Task instructions
Below are the records. Retype exactly the lines between the lines holding "PR #428, opened 2023-06-22" and "Thank you for this delicate work.", inclusive.
-------
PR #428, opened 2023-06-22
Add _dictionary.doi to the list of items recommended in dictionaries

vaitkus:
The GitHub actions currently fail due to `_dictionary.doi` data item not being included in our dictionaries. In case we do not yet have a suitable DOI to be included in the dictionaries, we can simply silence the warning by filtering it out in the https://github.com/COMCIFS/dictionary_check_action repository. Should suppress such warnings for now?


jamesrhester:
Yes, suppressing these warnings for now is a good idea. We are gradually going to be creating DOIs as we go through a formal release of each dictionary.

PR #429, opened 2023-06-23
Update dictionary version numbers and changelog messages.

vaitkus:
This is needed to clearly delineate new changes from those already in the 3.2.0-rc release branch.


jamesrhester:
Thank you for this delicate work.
-------
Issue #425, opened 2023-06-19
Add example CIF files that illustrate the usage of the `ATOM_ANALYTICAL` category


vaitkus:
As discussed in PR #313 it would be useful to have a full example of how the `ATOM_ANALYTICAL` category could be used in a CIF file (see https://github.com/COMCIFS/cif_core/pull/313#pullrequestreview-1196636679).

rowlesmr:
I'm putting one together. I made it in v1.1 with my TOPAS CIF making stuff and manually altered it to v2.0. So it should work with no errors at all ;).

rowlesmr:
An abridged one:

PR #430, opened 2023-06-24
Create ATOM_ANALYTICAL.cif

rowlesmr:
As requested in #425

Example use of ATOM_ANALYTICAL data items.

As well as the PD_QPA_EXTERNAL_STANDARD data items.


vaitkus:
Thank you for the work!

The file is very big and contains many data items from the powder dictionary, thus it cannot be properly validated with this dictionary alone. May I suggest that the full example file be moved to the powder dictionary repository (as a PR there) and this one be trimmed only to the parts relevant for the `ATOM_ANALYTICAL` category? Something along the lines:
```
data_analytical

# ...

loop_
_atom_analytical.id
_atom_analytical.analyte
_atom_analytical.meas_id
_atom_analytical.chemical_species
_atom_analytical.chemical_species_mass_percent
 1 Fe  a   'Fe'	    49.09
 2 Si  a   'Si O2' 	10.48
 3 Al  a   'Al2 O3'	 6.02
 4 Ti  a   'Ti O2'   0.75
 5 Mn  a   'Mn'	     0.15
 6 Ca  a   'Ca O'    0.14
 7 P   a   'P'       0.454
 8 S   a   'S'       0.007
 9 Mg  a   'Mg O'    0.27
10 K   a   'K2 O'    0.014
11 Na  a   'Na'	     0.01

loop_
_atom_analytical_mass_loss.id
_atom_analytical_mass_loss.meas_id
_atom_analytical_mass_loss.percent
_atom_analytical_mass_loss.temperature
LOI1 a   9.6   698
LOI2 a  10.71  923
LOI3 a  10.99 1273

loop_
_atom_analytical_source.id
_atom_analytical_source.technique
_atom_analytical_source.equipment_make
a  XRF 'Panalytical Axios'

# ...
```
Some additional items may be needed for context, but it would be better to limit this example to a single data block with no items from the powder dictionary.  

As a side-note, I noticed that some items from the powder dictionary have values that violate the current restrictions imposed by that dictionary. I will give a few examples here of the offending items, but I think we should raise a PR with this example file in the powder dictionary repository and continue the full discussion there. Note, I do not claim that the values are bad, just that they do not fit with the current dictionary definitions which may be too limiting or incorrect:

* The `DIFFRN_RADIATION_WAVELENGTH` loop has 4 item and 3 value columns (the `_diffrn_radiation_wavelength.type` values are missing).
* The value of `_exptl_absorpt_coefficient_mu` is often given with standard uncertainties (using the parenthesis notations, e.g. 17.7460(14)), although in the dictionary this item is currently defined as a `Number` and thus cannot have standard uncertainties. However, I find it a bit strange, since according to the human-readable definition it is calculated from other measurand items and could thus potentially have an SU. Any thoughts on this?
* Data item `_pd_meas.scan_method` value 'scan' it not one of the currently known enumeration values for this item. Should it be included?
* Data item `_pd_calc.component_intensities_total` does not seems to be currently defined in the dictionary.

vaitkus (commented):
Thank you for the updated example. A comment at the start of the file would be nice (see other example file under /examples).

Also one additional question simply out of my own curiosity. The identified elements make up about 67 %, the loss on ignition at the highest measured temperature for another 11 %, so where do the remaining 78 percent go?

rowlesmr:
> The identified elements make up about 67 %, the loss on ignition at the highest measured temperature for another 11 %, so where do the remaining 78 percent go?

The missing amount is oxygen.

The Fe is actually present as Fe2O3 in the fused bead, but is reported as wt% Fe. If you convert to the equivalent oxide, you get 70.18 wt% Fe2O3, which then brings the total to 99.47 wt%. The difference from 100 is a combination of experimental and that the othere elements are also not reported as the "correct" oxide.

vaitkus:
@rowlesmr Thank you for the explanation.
-------
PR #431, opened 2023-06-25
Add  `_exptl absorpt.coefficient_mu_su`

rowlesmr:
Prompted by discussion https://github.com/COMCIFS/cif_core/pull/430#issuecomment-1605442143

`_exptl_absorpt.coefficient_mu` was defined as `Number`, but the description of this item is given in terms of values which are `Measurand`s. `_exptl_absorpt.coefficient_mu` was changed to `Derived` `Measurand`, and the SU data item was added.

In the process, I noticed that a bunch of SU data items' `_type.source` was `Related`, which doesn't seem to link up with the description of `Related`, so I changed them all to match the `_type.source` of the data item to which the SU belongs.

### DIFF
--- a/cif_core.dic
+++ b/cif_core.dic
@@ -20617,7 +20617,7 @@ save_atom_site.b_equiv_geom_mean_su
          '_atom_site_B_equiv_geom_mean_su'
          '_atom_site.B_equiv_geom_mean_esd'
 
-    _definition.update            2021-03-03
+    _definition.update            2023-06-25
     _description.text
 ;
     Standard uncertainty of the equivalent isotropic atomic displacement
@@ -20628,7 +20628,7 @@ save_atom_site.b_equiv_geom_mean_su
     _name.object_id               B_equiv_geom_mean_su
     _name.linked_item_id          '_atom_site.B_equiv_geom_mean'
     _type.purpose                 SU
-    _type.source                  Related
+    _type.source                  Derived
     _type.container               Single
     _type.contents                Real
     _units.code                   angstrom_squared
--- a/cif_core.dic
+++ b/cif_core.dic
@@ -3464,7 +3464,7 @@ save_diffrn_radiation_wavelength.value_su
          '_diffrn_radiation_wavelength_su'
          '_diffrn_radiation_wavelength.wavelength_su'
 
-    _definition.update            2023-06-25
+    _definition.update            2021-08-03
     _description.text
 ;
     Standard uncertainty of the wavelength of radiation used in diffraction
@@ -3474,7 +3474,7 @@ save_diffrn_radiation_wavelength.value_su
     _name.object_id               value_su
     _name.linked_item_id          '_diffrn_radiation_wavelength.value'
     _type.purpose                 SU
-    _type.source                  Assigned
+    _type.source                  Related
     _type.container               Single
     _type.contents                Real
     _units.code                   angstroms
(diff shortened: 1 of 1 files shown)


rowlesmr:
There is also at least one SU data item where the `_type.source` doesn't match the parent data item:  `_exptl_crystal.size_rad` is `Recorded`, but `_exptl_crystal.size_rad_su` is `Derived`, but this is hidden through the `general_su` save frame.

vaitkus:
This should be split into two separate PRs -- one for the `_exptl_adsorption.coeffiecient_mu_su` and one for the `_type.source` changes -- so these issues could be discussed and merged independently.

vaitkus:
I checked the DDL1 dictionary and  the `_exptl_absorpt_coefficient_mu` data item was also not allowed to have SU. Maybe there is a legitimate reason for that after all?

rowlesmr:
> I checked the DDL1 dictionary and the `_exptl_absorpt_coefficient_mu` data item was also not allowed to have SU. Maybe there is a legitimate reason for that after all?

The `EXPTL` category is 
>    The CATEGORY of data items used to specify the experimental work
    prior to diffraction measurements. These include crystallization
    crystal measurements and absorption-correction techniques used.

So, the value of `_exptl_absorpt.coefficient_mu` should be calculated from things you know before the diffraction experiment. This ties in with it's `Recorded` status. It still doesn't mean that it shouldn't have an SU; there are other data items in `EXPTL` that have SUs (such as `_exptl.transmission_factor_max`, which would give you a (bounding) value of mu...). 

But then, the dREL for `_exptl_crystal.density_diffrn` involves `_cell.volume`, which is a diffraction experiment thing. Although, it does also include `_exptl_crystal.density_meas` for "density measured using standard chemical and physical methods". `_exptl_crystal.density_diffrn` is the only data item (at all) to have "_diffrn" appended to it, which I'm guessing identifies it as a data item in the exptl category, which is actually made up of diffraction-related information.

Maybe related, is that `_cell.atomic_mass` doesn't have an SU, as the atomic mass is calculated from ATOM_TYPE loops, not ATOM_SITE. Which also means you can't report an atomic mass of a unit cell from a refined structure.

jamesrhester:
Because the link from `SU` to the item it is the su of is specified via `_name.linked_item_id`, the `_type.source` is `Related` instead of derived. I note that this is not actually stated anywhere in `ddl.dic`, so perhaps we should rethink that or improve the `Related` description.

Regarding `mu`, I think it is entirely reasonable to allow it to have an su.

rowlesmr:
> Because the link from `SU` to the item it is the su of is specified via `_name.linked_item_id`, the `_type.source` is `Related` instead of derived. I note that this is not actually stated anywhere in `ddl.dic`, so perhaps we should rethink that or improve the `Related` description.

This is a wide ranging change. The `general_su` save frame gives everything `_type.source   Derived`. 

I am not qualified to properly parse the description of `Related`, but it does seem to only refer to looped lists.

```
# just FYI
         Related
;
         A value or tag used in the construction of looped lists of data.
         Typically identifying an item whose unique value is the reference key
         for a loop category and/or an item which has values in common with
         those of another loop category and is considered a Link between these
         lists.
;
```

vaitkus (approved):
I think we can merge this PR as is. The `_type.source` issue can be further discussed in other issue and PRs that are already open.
-------
Task response
PR #428, opened 2023-06-22
Add _dictionary.doi to the list of items recommended in dictionaries

vaitkus:
The GitHub actions currently fail due to `_dictionary.doi` data item not being included in our dictionaries. In case we do not yet have a suitable DOI to be included in the dictionaries, we can simply silence the warning by filtering it out in the https://github.com/COMCIFS/dictionary_check_action repository. Should suppress such warnings for now?


jamesrhester:
Yes, suppressing these warnings for now is a good idea. We are gradually going to be creating DOIs as we go through a formal release of each dictionary.

PR #429, opened 2023-06-23
Update dictionary version numbers and changelog messages.

vaitkus:
This is needed to clearly delineate new changes from those already in the 3.2.0-rc release branch.


jamesrhester:
Thank you for this delicate work.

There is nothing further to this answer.